The most common way to create regular expressions is using the `~r` sigil.

```elixir
~r/test/
```

Note that all Elixir sigils support [different kinds of delimiters][sigils], not only `/`.

### Matching

The `=~/2` operator can be used to perform a regex match that returns `boolean` result. Alternatively, there are also `match?/2` functions in the `Regex` module as well as the `String` module.

```elixir
"this is a test" =~ ~r/test/
# => true

String.match?("Alice has 7 apples", ~r/\d{2}/)
# => false
```

### Capturing

If a simple boolean check is not enough, use the `Regex.run/3` function to get a list of all captures (or `nil` if there was no match). The first element in the returned list is always a match for the whole regular expression, and the following elements are matched groups.

```elixir
Regex.run(~r/(\d) apples/, "Alice has 7 apples")
# => ["7 apples", "7"]
```

### Modifiers

The behavior of a regular expression can be modified by appending special flags. When using a sigil to create a regular expression, add the modifiers after the second delimiter.

Common modifiers are:
- `i` - makes the match case-insensitive.
- `u` - enables Unicode specific patterns like `\p` and causes character classes like `\w`, `\s` etc. to also match Unicode.

```elixir
"this is a TEST" =~ ~r/test/i
# => true
```

[sigils]: https://hexdocs.pm/elixir/syntax-reference.html#sigils

## Instructions

After a recent security review you have been asked to clean up the organization's archived log files.
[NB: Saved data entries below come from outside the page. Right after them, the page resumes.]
Issue #149, opened 2024-02-06
Generated netpol for webhooks / apiservices


mjnagel:
### Describe what should be investigated or refactored

https://github.com/defenseunicorns/uds-core/commit/f1d434a68ef1f2a29ab3b13608bc16ce78211ed4 added an open ingress to metrics-server to allow the proper ingress from `kubectl top`, but this is overly permissive. 

While testing for that PR we discovered that webhooks appear to behave the same way/are missing ingress similarly. We will want to evaluate an "Ingress from KubeAPI" generated rule that would cover this scenario, allowing ingress from the source-NAT-ed IPs for each node.

### Links to any relevant code

https://github.com/defenseunicorns/uds-core/blob/main/src/metrics-server/chart/templates/uds-package.yaml

### Additional context

I have not found any other repos where similar network policies are employed so this feels like a bit of uncharted territory. The closest I've seen is a cilium netpol that uses the `cluster` entity - https://docs.cilium.io/en/latest/security/policy/language/#entities-based

mjnagel:
In testing using the cert-manager package/webhook I "got away with" an Ingress from KubeAPI policy on single-node k3d clusters, so reproducing/debugging the problems may require a multi-node cluster.

I also seemed to experience consistent failures with ingress from kubeapi/kubenodes IF the webhook pod was scheduled on an agent node. With multi-server clusters I saw the issues intermittently.

robgieringer:
Refs CORE-2

PR #192, opened 2024-02-20
fix: validating/mutating webhook networkpolicies and mtls

mjnagel:
## Description

Adds the proper ingress rules to the webhooks and PERMISSIVE mTLS to allow calls to operate as expected. Validated by turning the webhook failure policies to Fail and applying CRs. The fix applied is similar to the approach taken with metrics-server, and can be re-evaluated as a generated rule instead of Anywhere in the future.

## Related Issue

Related to https://github.com/defenseunicorns/uds-core/issues/149 (not a solve for it, but would also be modified by that issue)

## Type of change

## Checklist before merging


MxNxPx (approved):
:ship: :it:

PR #194, opened 2024-02-21
chore: identity flavors

zachariahmiller:
## Description

Broke out flavored values files
Created common keycloak component imported into flavored components
Added templating for security context for keycloak image to facilitate using registry1 image
Added templating to all helm resources that require istio to enable single capability tests to work
Commented out keycloak validate task that checks the exposed endpoints as single capability tests dont have istio and cannot test that functionality

Note: if using colima on a mac the local image in keycloak doesnt "just work" as crane requires the default docker sock unix:///var/run/docker.sock  or DOCKER_HOST to be set. This behavior is unique to this scenario and colima does not symlink anymore so docker desktop can be colocated on the same machine. This can be resolved by running `export DOCKER_HOST=unix:///Users/<username>/.colima/<colima-profile>/docker.sock` prior to attempting to build the package containing keycloak.

Tested on registry1 flavor on ubuntu amd64 and upstream with darwin arm64.

## Related Issue

Fixes #

Relates to #

## Type of change

## Checklist before merging


zachariahmiller:
FYSA: This is failing ci because of a zarf bug https://github.com/defenseunicorns/zarf/issues/2320, which is impacting main due to a change (change metrics server from `required: true` to `default: true` will likely be reverted until the issue is fixed in zarf

zachariahmiller:
Okay this should be good again. @jeff-mccoy not sure what you want to do with the keycloak specific interface/endpoint checks. Definitely nice to have on the full runs, but without istio they break the single package tests. I left them commented out for now just so ci would pass rather than deleting in case there were specific thoughts on keeping them in some capacity.

zachariahmiller:
Of course the full install failed immediately after i commented on the pepr jest tests, but dont think that is related to anything i implemented here.

PR #198, opened 2024-02-22
chore: test artifacts before publish

### LINKED ISSUE #150: Trigger test workflows prior to release

Currently the release pipeline runs a [create + publish](https://github.com/defenseunicorns/uds-core/blob/main/tasks/publish.yaml) on the zarf packages / uds bundles, but does not test the artifacts prior to publish. 

Due to Ironbank's mutable tags, and consuming from a variety of upstream sources that could take similar approaches, the artifact published could differ from what was last tested in CI.

When a release is triggered a package should run through these steps:
- create (already happening)
- deploy/test (using the artifact from create)
- publish (using the artifact from create)

This will ensure that the exact artifact published was run through the CI tests.

Pin every image to a sha. This might be worth exploring but not sure if all charts easily support this, how much churn we might incur with renovate, etc. It also seems like even in that scenario it would be prudent to run tests before publish to perform a validation.

### Additional context

This shouldn't typically be required but I believe its critical due to the way Ironbank images are known to be mutable. An issue occurred previously on DUBBD where a PR tested fine, but by the time the release happened it pulled a new image for one of the packages and did not work as expected.

TristanHoladay:
## Description
Test artifacts before publishing them to make sure nothing has changed with upstream or ironbank images.

## Related Issue
Resolves #150 

## Type of change

## Checklist before merging


TristanHoladay:
currently some extra conditionals to not deploy the arm packages. should we start an issue for adding arm testing to our workflows?

.github/workflows/tag-and-release.yml
```diff
@@ -46,12 +48,38 @@ jobs:
       - name: Login to registry1
         run: uds run registry-login --set REGISTRY=registry1.dso.mil --set REGISTRY_USERNAME=${{ secrets.IRON_BANK_ROBOT_USERNAME }} --set REGISTRY_PASSWORD=${{ secrets.IRON_BANK_ROBOT_PASSWORD }} --set REGISTRY_RETRY_INTERVAL=90
 
+      - name: Create Standard Package and Bundle
+        if: ${{ matrix.type == 'standard-package' }}
+        run: |
+          set -e
```
mjnagel: I don't think this is necessary, github should do this by default.
```suggestion
```

tasks/publish.yaml
```diff
@@ -5,63 +5,48 @@ variables:
...
+
   - name: VERSION
     description: "The version of the packages to build"
     # x-release-please-start-version
     default: "0.13.1"
     # x-release-please-end
 
 tasks:
-  - name: packages
+  - name: standard package
```
mjnagel: I think these names all need to be hyphenated? Expect this would throw a syntax issue/something about the space when called, and the workflows are calling with a hyphen currently.
```suggestion
  - name: standard-package
```

.github/workflows/tag-and-release.yml
```diff
@@ -46,12 +48,38 @@ jobs:
...
+          ZARF_ARCHITECTURE=${{ matrix.arch }} uds run -f tasks/create.yaml istio-package --no-progress --set FLAVOR=${FLAVOR}
+          ZARF_ARCHITECTURE=${{ matrix.arch }} uds run -f tasks/create.yaml k3d-istio-bundle --no-progress
+
+      - name: Deploy Standard Package via Bundle
+        if: ${{ matrix.type == 'standard-package' && matrix.arch == 'amd64' }}
+        run: uds run -f tasks/deploy.yaml k3d-standard-bundle --no-pogress --set uds_arch=${{ matrix.arch }}
+
+      - name: Deploy Istio Packages via Bundle
+        if: ${{ matrix.type == 'istio-package' && matrix.arch == 'amd64' }}
+        run: uds run -f tasks/deploy.yaml k3d-istio-bundle --no-pogress --set uds_arch=${{ matrix.arch }}
```
mjnagel: Commenting here, but this applies to all the items here. I think if we changed the matrix `type`s to `standard` and `istio` we could DRY this up:
```
      - name: Deploy ${{ matrix.type }} Package via Bundle
        if: ${{ matrix.arch == 'amd64' }}
        run: uds run -f tasks/deploy.yaml k3d-${{ matrix.type }}-bundle --no-pogress --set uds_arch=${{ matrix.arch }}
```

Something like this _should_ handle both standard/istio and work for create, deploy, and publish I think?

mjnagel (changes requested):
I like the matrix approach in general but one of my concerns with this currently is parallelizing the architecture publishes. Maybe not critical but currently this would publish the `arm64` packages regardless of whether or not `amd64` testing fails I think? I don't think we necessarily need to test the arm build in CI, but it would be good to only publish when the test succeeds. We could just switch back to publishing both in the same task and drop arch from the matrix, but might be other approaches that are more optimal.

.github/workflows/tag-and-release.yml
TristanHoladay: mmm, nice point of refactor. i like it.

.github/workflows/tag-and-release.yml
```diff
@@ -46,12 +47,25 @@ jobs:
...
+      - name: Create Packages and Bundles
+        run: |
+          ZARF_ARCHITECTURE=amd64 uds run -f tasks/create.yaml ${{ matrix.type}}-package --no-progress --set FLAVOR=${{ matrix.flavor }}
+          ZARF_ARCHITECTURE=amd64 uds run -f tasks/create.yaml k3d-${{ matrix.type }}-bundle --no-progress
+
+          ZARF_ARCHITECTURE=arm64 uds run -f tasks/create.yaml ${{ matrix.type}}-package --no-progress --set FLAVOR=${{ matrix.flavor }}
+          ZARF_ARCHITECTURE=arm64 uds run -f tasks/create.yaml k3d-${{ matrix.type }}-bundle --no-progress
+
+      - name: Deploy amd64 Bundles
+        run: uds run -f tasks/deploy.yaml k3d-${{ matrix.type }}-bundle --no-pogress --set uds_arch=amd64
```
mjnagel:
```suggestion
      - name: Test amd64 Bundle
        run: |
          uds run -f tasks/deploy.yaml k3d-${{ matrix.type }}-bundle --no-progress --set uds_arch=amd64
          uds run -f tasks/test.yaml validate-packages --no-progress
```
pogress -> progress the main issue here, but think that `Test` might fit better than `Deploy`? I think it would also be good if we ran the `validate-packages` task here after the deploy.

tasks/publish.yaml
```diff
@@ -5,60 +5,36 @@ variables:
...
   - name: VERSION
     description: "The version of the packages to build"
     # x-release-please-start-version
     default: "0.15.0"
     # x-release-please-end
 
 tasks:
-  - name: packages
+  - name: standard-package
     description: "Build and publish the UDS packages"
```
mjnagel:
```suggestion
    description: "Publish the UDS package"
```

tasks/publish.yaml
```diff
@@ -5,60 +5,36 @@ variables:
...
       - description: "Publish the packages"
         cmd: |
-          uds zarf package publish build/zarf-package-core-amd64-${VERSION}.tar.zst ${TARGET_REPO}
-
-          # dont publish arm64 for registry1 since IB images are only amd64
+         ZARF_ARCHITECTURE=amd64 uds run -f tasks/create.yaml standard-package --no-progress --set FLAVOR=${FLAVOR}
           if [ "${FLAVOR}" != "registry1" ]; then
-            uds zarf package publish build/zarf-package-core-arm64-${VERSION}.tar.zst ${TARGET_REPO}
+            ZARF_ARCHITECTURE=arm64 uds run -f tasks/create.yaml standard-package --no-progress --set FLAVOR=${FLAVOR}
           fi
```
mjnagel: I think we dropped the wrong section here - looking at [the task](https://github.com/defenseunicorns/uds-core/blob/update-publish-ci/tasks/publish.yaml#L22-L25) (because the diffs are overwhelming) this isn't doing a publish anymore, just a create. Should drop the create and only do the publish I believe?

mjnagel (changes requested):

tasks/publish.yaml
TristanHoladay: ohhh, yep that's right. i only tested the publish bundle locally so i didn't catch that.

tasks/publish.yaml
TristanHoladay: removing the action description since task description would be the same.

mjnagel (approved):
Good with this to start - can think through optimizations around create, etc as a follow on but want to get this testing into our process now.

## 1. Identify garbled log lines

You need some idea of how many log lines in your archive do not comply with current standards.
You believe that a simple test reveals whether a log line is valid.
To be considered valid a line should begin with one of the following strings:

- [DEBUG]
- [INFO]
- [WARNING]
- [ERROR]

Implement the `valid_line?/1` function to return `true` if the log line is valid.

```elixir
LogParser.valid_line?("[ERROR] Network Failure")
# => true

LogParser.valid_line?("Network Failure")
# => false
```

## 2. Split the log line

Shortly after starting the log parsing project, you realize that one application's logs aren't split into lines like the others. In this project, what should have been separate lines, is instead on a single line, connected by fancy arrows such as `<--->` or `<*~*~>`.

In fact, any string that has a first character of `<`, a last character of `>`, and any combination of the following characters `~`, `*`, `=`, and `-` in between can be used as a separator in this project's logs.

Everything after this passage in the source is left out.